If there are no more comments on this, I will start cleaning up the code to remove the DMA splitting in the ASoC layer, and push the code for review soon.
The DMA segment splitting will be done in the DMA driver instead.
diff mbox series

Patch

diff --git a/include/sound/dmaengine_pcm.h b/include/sound/dmaengine_pcm.h
index 8c5e38180fb0..9fae56d39ae2 100644
--- a/include/sound/dmaengine_pcm.h
+++ b/include/sound/dmaengine_pcm.h
@@ -28,6 +28,9 @@  snd_pcm_substream_to_dma_direction(const struct snd_pcm_substream *substream)
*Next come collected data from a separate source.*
Issue #262, opened 2021-09-21
Need to handle null values on WCS requests


wadhwamatic:
When we run an analysis, the WCS response currently provides data which may include values that are 'no value' or null in terms of how they should be utilized. We're not handling this on the PRISM side. This can be seen when we run analysis on a flood layer. The flood layer is binary (0=not flooded, 1=flooded), but the values returned range from 0 - 255, where 255 is meant to be 'no value'. See an example of results below:
<img width="581" alt="Screen Shot 2021-09-21 at 16 38 22" src="https://user-images.githubusercontent.com/3343536/134261443-fdc6c3bf-ddf0-464b-9ffa-e3ce1e891764.png">

We should add a parameter to the wcsConfig layer property for 'no-data' to specify values which should be disregarded during an analysis. The handling of no-data values will need to be implemented in the Stats API. 

@valpesendorfer - are there 'no-data' values we need to handle for other OWS layers? It seems the case for xlh_dekad and dlx_dekad. Any others you're aware of?

valpesendorfer:
@wadhwamatic looks like there was a misconfiguration of the nodata attribute in the OWS layer config, wrongly setting it to `0`. This has now been fixed and set to `255` for the hfs layers. 

In general, the GeoTiffs returned should have the appropriate nodata value set, which can be used for downstream processing.

For example, running gdalinfo on a `hfs1_sfw_mask` tiff returns:

```
...
Band 1 Block=256x256 Type=Byte, ColorInterp=Gray
  Description = band
  NoData Value=255
...
```

PR #332, opened 2021-12-03
Filter out nullish values during analysis

ericboucher:
Filter out nullish values during an analysis.

This way, when running flood analysis, we only get matching admin boundaries when the boundary has been affected:

Screen Shot 2021-12-03 at 9 44 29 PM


wadhwamatic (approved):
Tested for flood scenarios in Cambodia and Myanmar. This does what is needed. We still have some rounding issues but that is not a major concern at the moment. This PR addresses https://github.com/WFP-VAM/prism-frontend/issues/262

 int snd_hwparams_to_dma_slave_config(const struct snd_pcm_substream *substream,
 	const struct snd_pcm_hw_params *params, struct dma_slave_config *slave_config);
 int snd_dmaengine_pcm_trigger(struct snd_pcm_substream *substream, int cmd);
+int snd_dmaengine_pcm_custom_trigger(struct snd_pcm_substream *substream, int cmd,
+	int (*custom_pcm_prepare_and_submit)(struct snd_pcm_substream *substream));
+
 snd_pcm_uframes_t snd_dmaengine_pcm_pointer(struct snd_pcm_substream *substream);
 snd_pcm_uframes_t snd_dmaengine_pcm_pointer_no_residue(struct snd_pcm_substream *substream);
 
@@ -113,6 +116,8 @@  int snd_dmaengine_pcm_refine_runtime_hwparams(
  *   which do not use devicetree.
  * @process: Callback used to apply processing on samples transferred from/to
  *   user space.
+ * @custom_pcm_prepare_and_submit: Callback used to work-around DMA limitations
+ *   related to link lists.
  * @compat_filter_fn: Will be used as the filter function when requesting a
  *  channel for platforms which do not use devicetree. The filter parameter
  *  will be the DAI's DMA data.
@@ -138,6 +143,7 @@  struct snd_dmaengine_pcm_config {
 	int (*process)(struct snd_pcm_substream *substream,
 		       int channel, unsigned long hwoff,
 		       void *buf, unsigned long bytes);
+	int (*custom_pcm_prepare_and_submit)(struct snd_pcm_substream *substream);
 	dma_filter_fn compat_filter_fn;
 	struct device *dma_dev;
 	const char *chan_names[SNDRV_PCM_STREAM_LAST + 1];
diff --git a/sound/core/pcm_dmaengine.c b/sound/core/pcm_dmaengine.c
index 4d059ff2b2e4..cbd1429de509 100644
--- a/sound/core/pcm_dmaengine.c
+++ b/sound/core/pcm_dmaengine.c
@@ -170,16 +170,20 @@  static int dmaengine_pcm_prepare_and_submit(struct snd_pcm_substream *substream)
 }
 
 /**
- * snd_dmaengine_pcm_trigger - dmaengine based PCM trigger implementation
+ * snd_dmaengine_pcm_custom_trigger - customized PCM trigger implementation to
+ *  work-around DMA limitations related to link lists.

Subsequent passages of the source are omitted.